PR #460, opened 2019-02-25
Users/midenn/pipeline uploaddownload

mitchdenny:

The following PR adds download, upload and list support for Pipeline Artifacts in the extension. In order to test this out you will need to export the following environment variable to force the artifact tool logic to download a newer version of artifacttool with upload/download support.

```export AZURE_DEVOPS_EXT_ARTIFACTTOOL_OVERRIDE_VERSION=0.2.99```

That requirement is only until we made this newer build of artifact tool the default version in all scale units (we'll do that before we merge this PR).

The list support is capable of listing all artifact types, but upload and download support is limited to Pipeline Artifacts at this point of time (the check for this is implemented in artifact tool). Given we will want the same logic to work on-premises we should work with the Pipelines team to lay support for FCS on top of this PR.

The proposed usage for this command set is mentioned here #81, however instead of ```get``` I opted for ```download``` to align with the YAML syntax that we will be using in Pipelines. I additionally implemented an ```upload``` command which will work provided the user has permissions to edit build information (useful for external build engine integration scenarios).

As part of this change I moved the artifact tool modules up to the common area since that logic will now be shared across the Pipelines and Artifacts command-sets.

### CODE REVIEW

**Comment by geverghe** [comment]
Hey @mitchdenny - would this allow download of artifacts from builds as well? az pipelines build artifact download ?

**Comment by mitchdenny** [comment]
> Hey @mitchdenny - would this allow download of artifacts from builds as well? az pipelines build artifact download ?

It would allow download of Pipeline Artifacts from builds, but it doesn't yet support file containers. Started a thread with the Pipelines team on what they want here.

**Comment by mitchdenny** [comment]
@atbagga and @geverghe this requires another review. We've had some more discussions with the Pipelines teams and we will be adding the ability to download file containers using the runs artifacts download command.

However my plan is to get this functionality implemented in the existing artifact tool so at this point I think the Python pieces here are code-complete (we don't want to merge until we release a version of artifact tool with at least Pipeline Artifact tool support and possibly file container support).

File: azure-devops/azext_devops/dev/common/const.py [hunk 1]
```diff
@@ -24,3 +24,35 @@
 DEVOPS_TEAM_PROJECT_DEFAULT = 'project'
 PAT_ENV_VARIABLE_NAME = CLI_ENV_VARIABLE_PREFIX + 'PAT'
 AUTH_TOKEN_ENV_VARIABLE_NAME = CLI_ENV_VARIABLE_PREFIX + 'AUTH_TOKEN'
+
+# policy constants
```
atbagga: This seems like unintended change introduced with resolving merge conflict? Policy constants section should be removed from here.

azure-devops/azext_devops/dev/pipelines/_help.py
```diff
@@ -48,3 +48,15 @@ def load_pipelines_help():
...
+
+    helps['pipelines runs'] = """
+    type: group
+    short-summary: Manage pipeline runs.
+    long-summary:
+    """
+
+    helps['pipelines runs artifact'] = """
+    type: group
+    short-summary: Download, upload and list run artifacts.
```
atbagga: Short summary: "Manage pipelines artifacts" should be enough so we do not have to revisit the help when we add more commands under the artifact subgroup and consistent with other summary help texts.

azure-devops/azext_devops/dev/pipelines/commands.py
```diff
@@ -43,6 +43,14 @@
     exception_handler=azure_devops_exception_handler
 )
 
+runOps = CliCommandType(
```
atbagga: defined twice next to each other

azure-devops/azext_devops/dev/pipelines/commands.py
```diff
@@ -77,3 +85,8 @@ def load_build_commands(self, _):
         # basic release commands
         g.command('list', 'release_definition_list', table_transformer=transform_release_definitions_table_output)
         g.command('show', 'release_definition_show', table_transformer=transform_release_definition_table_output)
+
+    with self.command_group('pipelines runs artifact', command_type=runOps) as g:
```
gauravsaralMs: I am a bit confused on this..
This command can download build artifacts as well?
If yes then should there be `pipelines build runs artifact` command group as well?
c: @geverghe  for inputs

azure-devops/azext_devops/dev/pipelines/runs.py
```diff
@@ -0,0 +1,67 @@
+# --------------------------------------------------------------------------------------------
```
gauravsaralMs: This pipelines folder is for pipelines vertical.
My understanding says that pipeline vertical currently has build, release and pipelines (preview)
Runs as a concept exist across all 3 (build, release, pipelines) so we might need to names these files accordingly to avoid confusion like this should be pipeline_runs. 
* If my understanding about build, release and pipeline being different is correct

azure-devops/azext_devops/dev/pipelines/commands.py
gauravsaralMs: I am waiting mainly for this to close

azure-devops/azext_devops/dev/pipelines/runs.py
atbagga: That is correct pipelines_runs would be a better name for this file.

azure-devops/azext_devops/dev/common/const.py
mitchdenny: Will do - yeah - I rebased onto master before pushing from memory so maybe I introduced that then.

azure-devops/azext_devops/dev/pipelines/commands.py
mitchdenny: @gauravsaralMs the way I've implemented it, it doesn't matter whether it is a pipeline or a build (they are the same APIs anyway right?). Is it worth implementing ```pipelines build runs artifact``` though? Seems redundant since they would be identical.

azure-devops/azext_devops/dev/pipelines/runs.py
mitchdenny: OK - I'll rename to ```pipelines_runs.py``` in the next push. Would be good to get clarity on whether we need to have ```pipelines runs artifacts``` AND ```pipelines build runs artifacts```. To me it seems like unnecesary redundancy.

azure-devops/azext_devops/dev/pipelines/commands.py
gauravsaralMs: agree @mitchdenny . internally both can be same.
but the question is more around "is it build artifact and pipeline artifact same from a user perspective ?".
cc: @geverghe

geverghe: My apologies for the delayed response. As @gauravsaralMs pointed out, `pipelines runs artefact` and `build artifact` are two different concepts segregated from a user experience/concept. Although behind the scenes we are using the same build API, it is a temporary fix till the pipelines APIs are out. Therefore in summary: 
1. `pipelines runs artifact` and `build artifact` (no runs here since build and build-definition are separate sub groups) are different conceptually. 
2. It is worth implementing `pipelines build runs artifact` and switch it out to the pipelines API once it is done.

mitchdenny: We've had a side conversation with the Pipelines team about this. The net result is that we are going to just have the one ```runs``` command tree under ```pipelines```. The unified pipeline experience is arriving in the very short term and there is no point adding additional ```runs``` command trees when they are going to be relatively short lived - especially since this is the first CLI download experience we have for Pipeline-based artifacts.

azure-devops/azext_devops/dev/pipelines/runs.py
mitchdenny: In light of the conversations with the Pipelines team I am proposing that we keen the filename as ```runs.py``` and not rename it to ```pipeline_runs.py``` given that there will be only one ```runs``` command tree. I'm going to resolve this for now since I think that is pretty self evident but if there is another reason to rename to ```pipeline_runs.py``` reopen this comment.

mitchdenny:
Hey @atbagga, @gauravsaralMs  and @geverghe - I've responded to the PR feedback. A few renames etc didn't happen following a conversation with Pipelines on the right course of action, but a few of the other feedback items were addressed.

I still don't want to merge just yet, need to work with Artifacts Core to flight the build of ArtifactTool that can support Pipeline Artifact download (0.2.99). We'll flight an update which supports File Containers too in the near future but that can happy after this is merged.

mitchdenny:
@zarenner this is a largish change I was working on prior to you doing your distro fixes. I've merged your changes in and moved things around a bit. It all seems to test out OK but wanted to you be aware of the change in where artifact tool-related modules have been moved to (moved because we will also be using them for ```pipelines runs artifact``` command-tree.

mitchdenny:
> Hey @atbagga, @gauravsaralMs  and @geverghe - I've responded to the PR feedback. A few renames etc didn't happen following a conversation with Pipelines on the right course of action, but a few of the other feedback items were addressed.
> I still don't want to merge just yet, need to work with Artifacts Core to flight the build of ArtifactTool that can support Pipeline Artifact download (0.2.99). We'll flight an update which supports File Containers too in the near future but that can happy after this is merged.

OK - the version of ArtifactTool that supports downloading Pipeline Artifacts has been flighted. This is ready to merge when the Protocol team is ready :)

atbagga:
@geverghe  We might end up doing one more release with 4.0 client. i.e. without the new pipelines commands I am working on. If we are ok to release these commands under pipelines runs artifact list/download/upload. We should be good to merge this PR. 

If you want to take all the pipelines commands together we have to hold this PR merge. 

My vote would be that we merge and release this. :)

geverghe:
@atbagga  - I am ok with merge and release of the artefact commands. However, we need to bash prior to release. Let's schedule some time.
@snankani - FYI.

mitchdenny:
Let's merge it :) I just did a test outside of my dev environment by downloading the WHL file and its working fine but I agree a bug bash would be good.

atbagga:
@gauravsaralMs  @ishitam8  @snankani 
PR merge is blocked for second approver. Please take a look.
----------
_ASSIGNMENT_
A line qualifies when it holds the word "correct"; report all qualifying lines from the records above.

_RESPONSE FOR THIS EXERCISE_
* If my understanding about build, release and pipeline being different is correct
atbagga: That is correct pipelines_runs would be a better name for this file.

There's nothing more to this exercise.